C’est avec les chantiers navals que naît la ville du Trait en 1919. Troisièmes de France en 1960, ils font travailler la population et attirent de nombreux ch’tis, bretons, italiens… logés dans des cités ouvrières. Aux chantiers, les jeunes entrent en apprentissage, passent leur CAP et trouvent un emploi comme leurs pères l’ont fait avant eux. L’économie est florissante et dans les années 60, le centre communal d’action sociale (CCAS), fraîchement créé développe des activités en direction de la population. Mais avec la fermeture des chantiers navals en 1972, la majorité des Traitons perdent leur emploi et de nombreuses familles quittent la ville. Aujourd’hui, Le Trait compte 5500 habitants et le taux de chômage avoisine les 15 %, les personnes retraitées représentent 22,7 % de la population, le CCAS centre son action sur les services de gérontologie et d’aides ménagères [1].

Une rencontre effective entre les générations

Le CCAS gère les deux foyers-logements du Trait, situés dans le centre-ville à proximité des services et commerces. «  Pour maintenir l’attrait de ces résidences, nous avons élargi les services  », explique Michel Debliquis, directeur général des services « un gardien est présent dans chacune des structures et la restauration - qui est facultative - est assurée par la cuisine centrale municipale ». L’une des résidences propose des F2 et accueille une population plus jeune que l’autre, notamment des couples. Les résidents sont en majorité d’origine ouvrière et 50 % d’entre eux viennent des communes avoisinantes.

Embauchée en 2003, Sophie Varin gère les deux structures, mène des projets nouveaux et supervise le service d’aides ménagères. Celui-ci est composé de dix-neuf professionnelles (dont quatre titulaires du diplôme d’État d’auxiliaires de vie sociale (DEAVS) et autant en cours de formation). Si le CCAS est le seul prestataire conventionné par la caisse régionale d’assurance-maladie (CRAM), deux associations interviennent comme lui dans le cadre de l’aide personnalisée à l’autonomie (APA).
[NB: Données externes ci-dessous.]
PR #2398, opened 2019-01-15
JBPM-7790 - Process instance diagram zoom controls. Fix for standalone webapps

manstis:
This PR fixed the DMN and Stunner _standalone_ webapps following [this](https://github.com/kiegroup/kie-wb-common/commit/5099ea6c052402cb6eda6f7ba8e69d335f70f554).

The _canvas_ needs a unbreakable chain of `RequiresResize` from AppFormer to the editor. Furthermore the size of the _canvas_ is taken from the pixel dimensions of its parent. The _standalone_ webapps had a break in pixel sizes in the `Widget` inbetween AppFormer's `PageViewImpl` (a tabs content) and Stunner's `SessionPresenterView` (the graph editor view).

Before JBPM-7790's CSS fix was merged DMN had a CSS selector for `.tab-content > div > div > div { height: 100% }` that had the same effect (but was wrong as it clearly broke JBPM console).

### DIFF
--- a/kie-wb-common-dmn/kie-wb-common-dmn-webapp/src/main/java/org/kie/workbench/common/dmn/showcase/client/screens/SessionScreenView.java
+++ b/kie-wb-common-dmn/kie-wb-common-dmn-webapp/src/main/java/org/kie/workbench/common/dmn/showcase/client/screens/SessionScreenView.java
@@ -23,11 +23,5 @@ public interface SessionScreenView extends IsWidget {
 
     void showScreenView(final IsWidget view);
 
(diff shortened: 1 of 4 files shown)


manstis:
@karreiro Did you compile all of `kie-wb-common` (or at least "Stunner")?

manstis:
@karreiro I just re-tested (compiling "Stunner" first) and it appears to (still) work for me. Please confirm you compiled the required files and tested.. if it still does not work then I need to scratch my head more!

manstis:
@jomarko Just awaiting your review please.

PR #2403, opened 2019-01-17
refactoring of AbstractToolbarCommand: direct message declaration rep…

treblereel:
…laced

by translation mechanism, it contains only a default value but can be easily
replaced with localized implementation.
Redundant public and static declorations removed from StunnerWidgetsConstants.


kiereleaseuser3:

romartin:
Hey @treblereel , thanks for your first collaboration! :+1: 

Let you know that we use to link our commit messages to tickets on JIRA. As this change is about i18n, there is no need to create a new ticket as we already have the [JBPM-5622](https://issues.jboss.org/browse/JBPM-5622), but should be great if you can reword you commit and add the prefix "JBPM-5622: ...". Also this is apply for future tasks, for example, if you find a bug, just report it (previously check not already reported), and then you can work on it and use the ticket number in your commit messages. 

FYI This is the [Stunner's JIRA agile board](https://issues.jboss.org/secure/RapidBoard.jspa?projectKey=JBPM&rapidView=3838&view=planning), where you can find all the tickets, sprints, etc, plus create new ones.

Thanks!

treblereel:
retest this please

romartin:

hasys:
Jenkins retest please

romartin:
Hey @hasys , merging as it does not hurts.. .but good point, this is the method in the abstraction, so any toolbar button will show it, in case it needs confirm, but I guess the only one using this is now overriding this method...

Au Trait, les activités enfance et jeunesse sont prises en charge par les services municipaux qui travaillent en partenariat avec le CCAS. Sophie Varin participe notamment au collectif santé de la ville qui fédère professionnels du secteur de la santé et du social, parents, habitants et élus et planche sur les questions de prévention et de santé. La commission Bien-être — constituée de professionnels de la petite enfance jusqu’au grand âge — travaille sur la valorisation du bien-être et de l’estime de soi. Elle a notamment organisé une rencontre intergénérationnelle intitulée « Il fait beau, on se fait beau », à laquelle enfants et personnes âgées ont participé via un atelier d’écriture sur le thème des habits du dimanche. « Le service de gérontologie veille à ce que les personnes âgées et le reste de la population se rencontrent le plus souvent possible », insiste Sophie Varin : repas à thèmes, ouverts à tous retaraités Traitons, goûters des anciens dans les différents locaux, chasse aux œufs organisée à Pâques par les enfants pour les aînés, diaporama sur l’histoire des chantiers navals en collaboration avec le club photo… autant de moments d’échanges entre tous.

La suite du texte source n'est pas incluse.